Research Spotlight: Dr. Emily Weiss
An Interview with Emily Weiss, Assistant Professor of Educational Evaluation, Statistics and Measurement, Educational Psychology
Can you tell us about a new research project you are working on?
I’m excited to work with some external colleagues to think about how the home psychosocial environment shapes children’s well-being and school-related outcomes in rural Northern Ghana. In some ways, it’s a follow-up to a study we just concluded on children’s behavioral adjustment with the same sample. We have parents’ reports on a number of constructs relating to their mental health, parenting beliefs and expectations, and interactions with their children. It will be interesting to see how these dynamics play out in this relatively understudied population.
What kind of methodological and theoretical approaches do you use?

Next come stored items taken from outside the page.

PR #64, opened 2021-09-08
Enable remembered set verification during global collections

earthling-amzn:
There are two sets of changes here:
 * Fixes to the verifier itself to enable remembered set verification during global collection
 * Fixes to prevent the remembered set scan from parsing unmarked objects after a global collection

These changes pass the dacapo suite with `-XX:+ShenandoahVerify` and pass the shenandoah tier1 tests.

---------
### Progress

### Reviewers
 * [Kelvin Nilsen](https://openjdk.java.net/census#kdnilsen) (@kdnilsen - Committer) ⚠️ Review applies to 7136de8c8162787eb58b902877dde35c95d27f55

### Reviewing

Checkout this PR locally: \
`$ git fetch https://git.openjdk.java.net/shenandoah pull/64/head:pull/64` \
`$ git checkout pull/64`

`$ git checkout pull/64` \
`$ git pull https://git.openjdk.java.net/shenandoah pull/64/head`

</details>

Checkout this PR locally: \
`$ git pr checkout 64`

`$ git pr show -t 64`

</details>

<a href="https://git.openjdk.java.net/shenandoah/pull/64.diff">https://git.openjdk.java.net/shenandoah/pull/64.diff</a>

</details>


src/hotspot/share/gc/shenandoah/shenandoahHeap.cpp
```diff
@@ -2634,34 +2628,36 @@ void ShenandoahHeap::verify_rem_set_at_mark() {
...
-          if (ctx) {
-            // TAMS not relevant here
-            obj_addr = ctx->get_next_marked_addr(obj_addr, t);
           } else {
-            obj_addr += obj->size();
+            // This object is not live so we don't verify dirty cards contained therein
+            ShenandoahHeapRegion* r = heap_region_containing(obj_addr);
+            HeapWord* tams = ctx->top_at_mark_start(r);
+            if (obj_addr >= tams) {
+              obj_addr += obj->size();
```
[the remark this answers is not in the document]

I primarily work with latent variable models, especially person-oriented approaches, which, to some extent, can be considered both a collection of methods and a theoretical orientation. Most of my work centers on conceptualizing and measuring psychological constructs for which we have no obvious measuring tape while digging into the complexity of interindividual and intraindividual differences in how those constructs manifest. I’m also very influenced by bioecological and cultural-ecological frameworks for understanding human development in context.
What’s next for you in terms of research or this project?
We need to decide on an analytic strategy! Much of what I do is descriptive and exploratory, informed by theory but not designed to explicitly test the theory, and this project is no exception. I have a few ideas of competing approaches, and we’ll see which one makes the most theoretical and empirical sense.